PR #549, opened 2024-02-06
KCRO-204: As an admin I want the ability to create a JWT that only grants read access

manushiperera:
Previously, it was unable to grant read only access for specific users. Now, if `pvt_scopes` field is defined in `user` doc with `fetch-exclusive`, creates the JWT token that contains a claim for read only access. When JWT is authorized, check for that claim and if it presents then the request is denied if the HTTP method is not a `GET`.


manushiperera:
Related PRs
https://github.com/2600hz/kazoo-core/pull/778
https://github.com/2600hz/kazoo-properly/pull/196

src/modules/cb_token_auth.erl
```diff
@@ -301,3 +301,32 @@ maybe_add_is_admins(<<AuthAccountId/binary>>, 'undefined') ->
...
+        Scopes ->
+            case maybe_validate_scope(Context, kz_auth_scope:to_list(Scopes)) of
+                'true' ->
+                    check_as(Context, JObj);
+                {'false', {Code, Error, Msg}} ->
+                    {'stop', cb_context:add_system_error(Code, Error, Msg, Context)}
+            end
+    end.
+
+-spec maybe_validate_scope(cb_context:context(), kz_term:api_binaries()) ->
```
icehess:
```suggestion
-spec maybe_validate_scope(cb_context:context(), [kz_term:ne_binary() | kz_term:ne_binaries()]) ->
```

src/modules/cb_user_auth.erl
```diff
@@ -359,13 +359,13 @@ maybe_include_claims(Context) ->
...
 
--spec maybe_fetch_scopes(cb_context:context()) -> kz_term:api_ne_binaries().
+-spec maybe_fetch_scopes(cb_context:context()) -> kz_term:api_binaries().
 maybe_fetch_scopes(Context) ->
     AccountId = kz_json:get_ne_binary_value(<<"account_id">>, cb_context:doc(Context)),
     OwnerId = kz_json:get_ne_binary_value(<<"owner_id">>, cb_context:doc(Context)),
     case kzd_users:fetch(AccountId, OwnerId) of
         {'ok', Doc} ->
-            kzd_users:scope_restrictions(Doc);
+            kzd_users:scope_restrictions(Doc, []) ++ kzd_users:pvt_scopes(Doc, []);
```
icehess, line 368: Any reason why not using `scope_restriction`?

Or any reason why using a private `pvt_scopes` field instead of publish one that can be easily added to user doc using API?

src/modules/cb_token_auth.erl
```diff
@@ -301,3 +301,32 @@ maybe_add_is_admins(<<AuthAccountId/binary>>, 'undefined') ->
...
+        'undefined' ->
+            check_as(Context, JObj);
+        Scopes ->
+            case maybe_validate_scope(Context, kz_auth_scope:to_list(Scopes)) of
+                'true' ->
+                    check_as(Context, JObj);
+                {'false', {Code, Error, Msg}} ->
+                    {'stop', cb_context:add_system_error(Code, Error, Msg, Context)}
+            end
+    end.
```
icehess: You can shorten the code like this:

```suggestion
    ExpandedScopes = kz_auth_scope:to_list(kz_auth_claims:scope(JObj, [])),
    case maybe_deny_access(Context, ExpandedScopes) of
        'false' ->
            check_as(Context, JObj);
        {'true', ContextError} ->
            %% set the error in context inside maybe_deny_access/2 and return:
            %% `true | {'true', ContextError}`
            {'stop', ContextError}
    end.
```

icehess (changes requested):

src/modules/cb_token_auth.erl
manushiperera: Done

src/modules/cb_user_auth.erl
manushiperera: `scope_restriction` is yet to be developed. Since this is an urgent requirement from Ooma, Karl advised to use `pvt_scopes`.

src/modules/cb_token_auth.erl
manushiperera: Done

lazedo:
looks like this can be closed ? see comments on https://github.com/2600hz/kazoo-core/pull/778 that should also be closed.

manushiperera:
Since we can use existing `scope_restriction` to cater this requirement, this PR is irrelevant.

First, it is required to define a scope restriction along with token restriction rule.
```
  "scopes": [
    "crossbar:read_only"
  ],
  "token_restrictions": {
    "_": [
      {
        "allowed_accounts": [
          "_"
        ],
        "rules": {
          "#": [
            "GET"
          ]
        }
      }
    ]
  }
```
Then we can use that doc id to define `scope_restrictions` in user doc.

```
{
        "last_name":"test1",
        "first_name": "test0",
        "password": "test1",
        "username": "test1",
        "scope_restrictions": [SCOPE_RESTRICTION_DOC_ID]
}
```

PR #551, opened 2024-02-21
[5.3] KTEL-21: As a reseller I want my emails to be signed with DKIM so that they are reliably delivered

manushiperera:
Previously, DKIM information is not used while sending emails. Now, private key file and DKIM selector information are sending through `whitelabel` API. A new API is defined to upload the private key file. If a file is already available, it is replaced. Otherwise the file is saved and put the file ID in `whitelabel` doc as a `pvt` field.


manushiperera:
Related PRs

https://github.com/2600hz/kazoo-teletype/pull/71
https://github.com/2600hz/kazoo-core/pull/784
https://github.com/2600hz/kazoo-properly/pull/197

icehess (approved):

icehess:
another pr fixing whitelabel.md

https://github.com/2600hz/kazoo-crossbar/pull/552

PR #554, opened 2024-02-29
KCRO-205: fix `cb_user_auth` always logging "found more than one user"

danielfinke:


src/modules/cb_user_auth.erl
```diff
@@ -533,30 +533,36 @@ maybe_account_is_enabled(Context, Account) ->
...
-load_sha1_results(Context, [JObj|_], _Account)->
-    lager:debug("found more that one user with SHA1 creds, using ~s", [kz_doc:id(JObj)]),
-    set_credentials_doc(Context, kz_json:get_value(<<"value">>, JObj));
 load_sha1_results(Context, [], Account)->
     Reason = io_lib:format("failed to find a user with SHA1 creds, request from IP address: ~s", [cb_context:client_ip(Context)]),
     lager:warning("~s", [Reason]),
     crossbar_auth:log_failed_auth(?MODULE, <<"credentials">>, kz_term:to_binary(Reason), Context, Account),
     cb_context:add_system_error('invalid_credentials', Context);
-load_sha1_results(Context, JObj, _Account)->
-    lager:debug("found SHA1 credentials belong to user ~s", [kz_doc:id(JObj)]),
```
==
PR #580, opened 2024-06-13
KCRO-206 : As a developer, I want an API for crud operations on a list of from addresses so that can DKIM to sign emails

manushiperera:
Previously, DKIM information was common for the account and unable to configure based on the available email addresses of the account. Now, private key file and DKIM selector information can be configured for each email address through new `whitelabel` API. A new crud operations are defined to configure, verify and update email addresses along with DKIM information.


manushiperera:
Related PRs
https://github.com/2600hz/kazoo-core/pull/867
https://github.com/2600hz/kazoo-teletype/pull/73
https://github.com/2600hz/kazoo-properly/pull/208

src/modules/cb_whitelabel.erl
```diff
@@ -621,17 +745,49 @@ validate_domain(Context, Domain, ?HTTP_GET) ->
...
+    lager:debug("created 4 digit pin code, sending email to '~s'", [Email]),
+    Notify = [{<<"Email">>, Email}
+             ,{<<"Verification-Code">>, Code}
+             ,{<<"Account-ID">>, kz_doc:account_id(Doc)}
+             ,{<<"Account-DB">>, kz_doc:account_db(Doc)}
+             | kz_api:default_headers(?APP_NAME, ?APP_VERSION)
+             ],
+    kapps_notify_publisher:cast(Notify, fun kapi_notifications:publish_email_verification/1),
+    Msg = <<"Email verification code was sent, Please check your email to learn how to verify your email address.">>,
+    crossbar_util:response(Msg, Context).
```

*Exercise brief*:
Show a copy of each line from the records above in which the string "lager" occurs.

*Answer area*:
-    lager:debug("found more that one user with SHA1 creds, using ~s", [kz_doc:id(JObj)]),
     lager:warning("~s", [Reason]),
-    lager:debug("found SHA1 credentials belong to user ~s", [kz_doc:id(JObj)]),
+    lager:debug("created 4 digit pin code, sending email to '~s'", [Email]),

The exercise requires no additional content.